▶ [RECORDS SHOWN]
_ _ _ _

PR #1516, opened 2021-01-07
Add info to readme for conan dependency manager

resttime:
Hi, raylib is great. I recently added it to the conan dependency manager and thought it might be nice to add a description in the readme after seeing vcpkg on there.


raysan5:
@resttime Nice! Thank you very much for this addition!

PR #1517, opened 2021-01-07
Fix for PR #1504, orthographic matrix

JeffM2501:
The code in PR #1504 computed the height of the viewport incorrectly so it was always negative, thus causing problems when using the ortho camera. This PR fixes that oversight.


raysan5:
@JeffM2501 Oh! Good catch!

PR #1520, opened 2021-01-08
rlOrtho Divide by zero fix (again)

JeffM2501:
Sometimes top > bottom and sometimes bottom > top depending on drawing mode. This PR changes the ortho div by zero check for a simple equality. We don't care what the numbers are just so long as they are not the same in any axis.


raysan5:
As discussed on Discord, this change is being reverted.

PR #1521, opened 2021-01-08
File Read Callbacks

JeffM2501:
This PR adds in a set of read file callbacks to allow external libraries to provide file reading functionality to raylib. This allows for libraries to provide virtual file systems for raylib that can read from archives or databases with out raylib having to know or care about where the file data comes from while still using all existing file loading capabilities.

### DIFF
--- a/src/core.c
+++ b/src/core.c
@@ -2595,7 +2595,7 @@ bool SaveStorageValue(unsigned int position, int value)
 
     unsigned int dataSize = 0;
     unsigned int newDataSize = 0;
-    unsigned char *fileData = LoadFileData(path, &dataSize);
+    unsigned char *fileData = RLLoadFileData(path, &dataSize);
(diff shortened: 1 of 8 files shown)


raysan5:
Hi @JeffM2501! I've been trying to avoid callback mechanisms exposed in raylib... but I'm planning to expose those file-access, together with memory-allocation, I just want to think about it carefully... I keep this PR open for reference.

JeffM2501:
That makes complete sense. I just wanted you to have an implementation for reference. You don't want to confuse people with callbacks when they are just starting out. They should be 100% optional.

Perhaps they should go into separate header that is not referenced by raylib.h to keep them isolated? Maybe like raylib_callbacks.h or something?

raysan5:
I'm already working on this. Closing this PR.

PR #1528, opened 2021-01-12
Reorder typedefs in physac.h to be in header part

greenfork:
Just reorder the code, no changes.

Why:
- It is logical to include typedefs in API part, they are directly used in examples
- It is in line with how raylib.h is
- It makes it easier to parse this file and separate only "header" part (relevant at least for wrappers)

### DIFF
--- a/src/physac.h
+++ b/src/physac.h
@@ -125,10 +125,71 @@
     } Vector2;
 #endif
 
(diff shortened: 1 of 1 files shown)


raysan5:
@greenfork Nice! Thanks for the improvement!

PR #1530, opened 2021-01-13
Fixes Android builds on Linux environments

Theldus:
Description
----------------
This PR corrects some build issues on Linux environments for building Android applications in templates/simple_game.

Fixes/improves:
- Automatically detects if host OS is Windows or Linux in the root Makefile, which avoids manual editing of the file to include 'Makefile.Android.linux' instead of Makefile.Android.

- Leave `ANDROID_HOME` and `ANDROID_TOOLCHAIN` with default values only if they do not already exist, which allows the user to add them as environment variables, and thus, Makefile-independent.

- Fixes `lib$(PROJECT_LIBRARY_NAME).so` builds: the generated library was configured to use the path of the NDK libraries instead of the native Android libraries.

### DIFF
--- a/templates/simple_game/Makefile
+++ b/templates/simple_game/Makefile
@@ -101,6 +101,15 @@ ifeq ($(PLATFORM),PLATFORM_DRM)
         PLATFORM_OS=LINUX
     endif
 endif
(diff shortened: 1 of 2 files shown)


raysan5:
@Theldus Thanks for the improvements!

_ _ _ _

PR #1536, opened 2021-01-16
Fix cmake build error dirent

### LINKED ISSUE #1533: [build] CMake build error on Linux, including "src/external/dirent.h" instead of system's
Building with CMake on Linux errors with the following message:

_ _ _ _

▶ [EXERCISE GOAL] Please go through the data above and copy each line containing the word "typedefs".

▶ [COMPLETED TASK]
Reorder typedefs in physac.h to be in header part
- It is logical to include typedefs in API part, they are directly used in examples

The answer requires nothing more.